# Interesting set of Quest Guitars



## GuitarsCanada (Dec 30, 2005)

Was contacted by a dude who took these in on trade for services rendered. Was trying to dig up some info on them. Appear to be a promotional set manufactured in 1985 for the Quest Atak 2 brand. Kind of cool. Never been played and in original form fitting cases. Thought I would post some pics because they are unusual. Quest guitars themselves are virtually worthless. Found a few that went for $75 and $100 but these would probably fetch a little more than that


----------



## keto (May 23, 2006)

Huh, how about that - nice set! Should probably be left together and stuck in the closet another 25 years (maybe oil up some moving parts first) to realize any big value. Wonder what the set would be worth today?


----------



## GuitarsCanada (Dec 30, 2005)

keto said:


> Huh, how about that - nice set! Should probably be left together and stuck in the closet another 25 years (maybe oil up some moving parts first) to realize any big value. Wonder what the set would be worth today?
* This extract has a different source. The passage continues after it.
PR #11492, opened 2025-10-11
prov/efa: Remove rx_msg_flags from efa_rdm_msg_recv/efa_rdm_msg_recvv

jiaxiyan:
rx_msg_flags only apply to fi_recvmsg/fi_trecvmsg. For fi_recv, use the default operational flags rx_op_flags.

### DIFF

Like I told him, hard to say. The brand itself carries almost no value on the used market but since these are a set and virtually in unused condition there has to be some value. I recommended eBay to him to get the widest audience. He is from the states so better chance. He is not a player. Just took them in on trade


----------



## sulphur (Jun 2, 2011)

Those are cool with the Japanese motif.

They appear to be made by Vantage, scroll down the page...
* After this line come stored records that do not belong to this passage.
PR #11493, opened 2025-10-12
prov/ucx: Fix completion entries insertion for RMA operations.

tatarintsevsv:
- Ignore the absence of the FI_COMPLETION flag if CQ configured without FI_SELECTIVE_COMPLETION flag.
- Error completions must generated for all operations, including those for which a completion was not requested

### DIFF
--- a/prov/ucx/src/ucx_msg.c
+++ b/prov/ucx/src/ucx_msg.c
@@ -120,6 +120,9 @@ static ssize_t ucx_mrecvmsg(struct fid_ep *ep, const struct fi_msg *msg,
 static ssize_t ucx_recvmsg(struct fid_ep *ep, const struct fi_msg *msg,
 			   uint64_t flags)
 {
+	struct ucx_ep *u_ep = container_of(ep, struct ucx_ep, ep.ep_fid);
+
+	flags |= u_ep->ep.rx_msg_flags;
 	if (flags & (FI_REMOTE_CQ_DATA | FI_PEEK | FI_CLAIM))
 		return -FI_EBADFLAGS;
 
@@ -227,11 +230,12 @@ ssize_t ucx_sendmsg(struct fid_ep *ep, const struct fi_msg *msg,
 		.context = msg->context,
 		.data = 0,
 	};
+	struct ucx_ep *u_ep = container_of(ep, struct ucx_ep, ep.ep_fid);
 
 	if(flags & FI_REMOTE_CQ_DATA)
 		return -FI_EBADFLAGS;
 
-	return ucx_do_sendmsg(ep, &tmsg, flags, UCX_MSG);
+	return ucx_do_sendmsg(ep, &tmsg, flags | u_ep->ep.tx_msg_flags, UCX_MSG);
 }
 
 
--- a/prov/ucx/src/ucx_rma.c
+++ b/prov/ucx/src/ucx_rma.c
@@ -158,14 +158,18 @@ static ssize_t ucx_writemsg(struct fid_ep *ep,
 			    const struct fi_msg_rma *msg,
 			    uint64_t flags)
 {
-	return ucx_proc_rma_msg(ep, msg, flags, UCX_DO_WRITE);
+	struct ucx_ep *u_ep = container_of(ep, struct ucx_ep, ep.ep_fid);
+
+	return ucx_proc_rma_msg(ep, msg, flags | u_ep->ep.tx_msg_flags, UCX_DO_WRITE);
 }
 
 static ssize_t ucx_readmsg(struct fid_ep *ep,
 			   const struct fi_msg_rma *msg,
 			   uint64_t flags)
 {
-	return ucx_proc_rma_msg(ep, msg, flags, UCX_DO_READ);
+	struct ucx_ep *u_ep = container_of(ep, struct ucx_ep, ep.ep_fid);
+
+	return ucx_proc_rma_msg(ep, msg, flags | u_ep->ep.tx_msg_flags, UCX_DO_READ);
 }
 
 void ucx_rma_callback(void *request, ucs_status_t status)
@@ -193,14 +197,12 @@ void ucx_rma_callback(void *request, ucs_status_t status)
 		if (cntr)
 			cntr->cntr_fid.ops->adderr(&cntr->cntr_fid, 1);
 
-		if (ucx_req->completion.flags & FI_COMPLETION) {
-			ucx_write_error_completion(ucx_req->ep->ep.tx_cq,
-						   ucx_req->completion.op_context,
-						   ucx_req->completion.flags,
-						   status,
-						   -ucx_translate_errcode(status),
-						   0, ucx_req->completion.tag);
-		}
+		ucx_write_error_completion(ucx_req->ep->ep.tx_cq,
+					   ucx_req->completion.op_context,
+					   ucx_req->completion.flags,
+					   status,
+					   -ucx_translate_errcode(status),
+					   0, ucx_req->completion.tag);
 	}
 	ucx_req_release(request);
 }
--- a/prov/ucx/src/ucx_tagged.c
+++ b/prov/ucx/src/ucx_tagged.c
@@ -81,6 +81,9 @@ static ssize_t ucx_tagged_recvmsg(struct fid_ep *ep,
 				  const struct fi_msg_tagged *msg,
 				  uint64_t flags)
 {
+	struct ucx_ep *u_ep = container_of(ep, struct ucx_ep, ep.ep_fid);
+
+	flags |= u_ep->ep.rx_msg_flags;
 	if (flags & FI_REMOTE_CQ_DATA)
 		return -FI_EBADFLAGS;
 
@@ -101,6 +104,8 @@ static ssize_t ucx_tagged_sendmsg(struct fid_ep *ep,
 				  const struct fi_msg_tagged *msg,
 				  uint64_t flags)
 {
+	struct ucx_ep *u_ep = container_of(ep, struct ucx_ep, ep.ep_fid);
+
 	if(flags & FI_REMOTE_CQ_DATA)
 		return -FI_EBADFLAGS;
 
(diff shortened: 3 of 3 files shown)


prov/ucx/src/ucx_rma.c
```diff
@@ -305,7 +304,7 @@ static ssize_t ucx_proc_rma_msg(struct fid_ep *ep,
 		else
 			ofi_ep_cntr_inc(&u_ep->ep, CNTR_RD);
 
-		if (flags & FI_COMPLETION)
+		if (flags & FI_COMPLETION || u_ep->ep.tx_op_flags & FI_COMPLETION)
```
j-xiong: `tx_op_flags` is already considered when `ucx_proc_rma_msg` is called.

prov/ucx/src/ucx_rma.c
```diff
@@ -178,7 +178,8 @@ void ucx_rma_callback(void *request, ucs_status_t status)
 		else
 			ofi_ep_cntr_inc(&(ucx_req->ep->ep), CNTR_RD);
 
-		if (ucx_req->completion.flags & FI_COMPLETION)
+		if (ucx_req->ep->ep.tx_op_flags & FI_COMPLETION ||
+		    ucx_req->completion.flags & FI_COMPLETION)
```
j-xiong: Same here. 

Should use `!(u_ep->ep.tx_op_flags & FI_SELECTIVE_COMPLETION)` to check for the case that selective completion is not asked for.

aingerson: I think you should just be able to check the completion.flags which are set when initializing the request. The op flags are set to force include `FI_COMPLETION` when `FI_SELECTIVE_COMPLETION` is not requested so it should be ok. See [here](https://github.com/ofiwg/libfabric/blob/main/prov/util/src/util_ep.c#L51)

I think the missing thing in the current code is the OR'ing in of the msg flags on the *msg APIs to make sure `FI_COMPLETION` is set in the req->completion.flags for the non `FI_SELECTIVE_COMPLETION` case.

@tatarintsevsv Can you explain the selective completion path that is incorrectly writing a completion when it shouldn't be? I don't immediately see it.

tatarintsevsv: > I think you should just be able to check the completion.flags which are set when initializing the request. The op flags are set to force include `FI_COMPLETION` when `FI_SELECTIVE_COMPLETION` is not requested so it should be ok. See [here](https://github.com/ofiwg/libfabric/blob/main/prov/util/src/util_ep.c#L51)
> 
> I think the missing thing in the current code is the OR'ing in of the msg flags on the *msg APIs to make sure `FI_COMPLETION` is set in the req->completion.flags for the non `FI_SELECTIVE_COMPLETION` case.
> 
> @tatarintsevsv Can you explain the selective completion path that is incorrectly writing a completion when it shouldn't be? I don't immediately see it.

According to [manual](https://github.com/ofiwg/libfabric/blob/e912b06e9a8eaf2e6186f313cf72a6f515c63496/man/fi_endpoint.3.md?plain=1#L308), in this this case cq records must be generated

```
fi_ep_bind(ep, &cq->fid, FI_TRANSMIT|FI_RECV);
fi_writemsg(ep, &msg, 0);
```
but it's so only if we pass `FI_COMPLETION` to fi_writemsg flags.

As far as I understand, the correct usage of `FI_COMPLETION` / `FI_SELECTIVE_COMPLETION` is
```
fi_ep_bind(ep, &cq->fid, FI_TRANSMIT|FI_RECV|FI_SELECTIVE_COMPLETION);
fi_writemsg(ep, &msg, FI_COMPLETION); // completion must be generated
fi_writemsg(ep, &msg, 0); // completion doesn't matter, will not be generated
```
and
```
fi_ep_bind(ep, &cq->fid, FI_TRANSMIT|FI_RECV);
fi_writemsg(ep, &msg, FI_COMPLETION); // completion must be generated
fi_writemsg(ep, &msg, 0); // completion must be generated anyway
```

shijin-aws: U just need to use `flags | util_ep->tx_msg_flags` as the internal flags when you implement `fi_*msg`. tx_msg_flags will be 0 when FI_SELECTIVE_COMPLETION is used when ep bind, it will be `FI_COMPLETION` when there is no FI_SELECTIVE_COMPLETION

shijin-aws: Then you check whether that internal flags have `FI_COMPLETION` to determine whether you want to generate completions

tatarintsevsv:
After looking more closely, it seems this error only occurs with ucx_writemsg and ucx_readmsg. I'll fix the PR.

tatarintsevsv:
can anyone review last changes?

prov/ucx/src/ucx_rma.c
```diff
@@ -158,14 +158,16 @@ static ssize_t ucx_writemsg(struct fid_ep *ep,
 			    const struct fi_msg_rma *msg,
 			    uint64_t flags)
 {
-	return ucx_proc_rma_msg(ep, msg, flags, UCX_DO_WRITE);
+	struct ucx_ep *u_ep = container_of(ep, struct ucx_ep, ep.ep_fid);
+	return ucx_proc_rma_msg(ep, msg, flags | u_ep->ep.tx_op_flags, UCX_DO_WRITE);
```
j-xiong: This is incorrect. The `flags` passed to the `msg` version override the default op flags, no adds to.

prov/ucx/src/ucx_rma.c
```diff
@@ -158,14 +158,16 @@ static ssize_t ucx_writemsg(struct fid_ep *ep,
...
 }
 
 static ssize_t ucx_readmsg(struct fid_ep *ep,
 			   const struct fi_msg_rma *msg,
 			   uint64_t flags)
 {
-	return ucx_proc_rma_msg(ep, msg, flags, UCX_DO_READ);
+	struct ucx_ep *u_ep = container_of(ep, struct ucx_ep, ep.ep_fid);
+	return ucx_proc_rma_msg(ep, msg, flags | u_ep->ep.rx_op_flags, UCX_DO_READ);
```
j-xiong: same here.

zachdworkin:
libfabric ci is failing udp fabtests. Can you please rebase to pickup the changes from #11501 to fix this issue?

prov/ucx/src/ucx_rma.c
tatarintsevsv: Agreed. I've fixed it so that only FI_COMPLETION is taken into account in the internal flags.

prov/ucx/src/ucx_rma.c
tatarintsevsv: as it pointed by @j-xiong this is not correct - we must adds flags but not override.
fixed with only FI_COMPLETION is taken into account

prov/ucx/src/ucx_rma.c
```diff
@@ -158,13 +158,23 @@ static ssize_t ucx_writemsg(struct fid_ep *ep,
 			    const struct fi_msg_rma *msg,
 			    uint64_t flags)
 {
+	struct ucx_ep *u_ep = container_of(ep, struct ucx_ep, ep.ep_fid);
+
+	/* Completion required if FI_SELECTIVE_COMPLETION was not set */
+	if (u_ep->ep.tx_op_flags & FI_COMPLETION)
+		flags |= FI_COMPLETION;
```
aingerson: This is still incorrect. 

The *msg APIs don't take into account the op_flags. They are specifically to override the op_flags so you shouldn't be using the op_flags on the *msg paths. You should only use the u_ep->tx_msg_flags here which only has FI_COMPLETION for the non FI_SELECTIVE_COMPLETION case and are 0 if FI_SELECTIVE_COMPLETION is being used. You should be able to always OR in the tx_msg_flags for the msg APIs

tatarintsevsv: thanks for explaining. looks it just `flags|msg_flags`

prov/ucx/src/ucx_rma.c
aingerson: Should be `return ucx_proc_rma_msg(ep, msg, flags | u_ep->ep.tx_msg_flags, UCX_DO_WRITE);`

prov/ucx/src/ucx_rma.c
aingerson: Should be `return ucx_proc_rma_msg(ep, msg, flags | u_ep->ep.tx_msg_flags, UCX_DO_READ);`
(A read is still a transmitted operation)

tatarintsevsv: Fixed. Also fixed recvmsg for msg and tagged

prov/ucx/src/ucx_msg.c
```diff
@@ -120,6 +120,9 @@ static ssize_t ucx_mrecvmsg(struct fid_ep *ep, const struct fi_msg *msg,
 static ssize_t ucx_recvmsg(struct fid_ep *ep, const struct fi_msg *msg,
 			   uint64_t flags)
 {
+	struct ucx_ep *u_ep = container_of(ep, struct ucx_ep, ep.ep_fid);
+
+	flags |= u_ep->ep.tx_msg_flags;
```
aingerson: rx_msg_flags

prov/ucx/src/ucx_tagged.c
```diff
@@ -94,13 +96,15 @@ static ssize_t ucx_tagged_recvmsg(struct fid_ep *ep,
 	if (flags & FI_PEEK)
 		return ucx_tagged_peek(ep, msg, flags);
 
-	return ucx_do_recvmsg(ep, msg, flags, UCX_TAGGED);
+	return ucx_do_recvmsg(ep, msg, flags | u_ep->ep.tx_msg_flags, UCX_TAGGED);
```
aingerson: rx_msg_flags

prov/ucx/src/ucx_msg.c
tatarintsevsv: fixed

prov/ucx/src/ucx_tagged.c
tatarintsevsv: think ucx_tagged_peek() flags must be OR'ed with rx_msg_flags too

aingerson: I agree! Good catch!

tatarintsevsv:
rebased. waiting for review

j-xiong (approved):

j-xiong:
The CI failure is unrelated.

http://www.matsumoku.org/models/vantage/vantage.html


----------



## GuitarsCanada (Dec 30, 2005)

sulphur said:


> Those are cool with the Japanese motif.
> 
> They appear to be made by Vantage, scroll down the page...
> 
> http://www.matsumoku.org/models/vantage/vantage.html


Yes, from what I can determine they came out of the Matsumoku factory along with Vantage, Aria and about a dozen other entry level brands. At one time they were called Quest by Vantage and then moved on to Quest.


----------



## cheezyridr (Jun 8, 2009)

someone gave a quest bass to a buddy of mine last night. i was wondering if anyone had any info on it.


----------



## bluebayou (May 25, 2015)

On an off chance why enquire with Vintage Guitar mag. I would expect they have access to rafts of experts who might be able to give you some sort of idea.


----------



## dcole (Oct 8, 2008)

Those look pretty badass! Thanks for sharing.


----------



## cheezyridr (Jun 8, 2009)

the ones in the o/p are super cool looking.


----------



## Treece6869 (Mar 1, 2021)

GuitarsCanada said:


> Was contacted by a dude who took these in on trade for services rendered. Was trying to dig up some info on them. Appear to be a promotional set manufactured in 1985 for the Quest Atak 2 brand. Kind of cool. Never been played and in original form fitting cases. Thought I would post some pics because they are unusual. Quest guitars themselves are virtually worthless. Found a few that went for $75 and $100 but these would probably fetch a little more than that


Any idea if he still has them? I would be interested in buying.


----------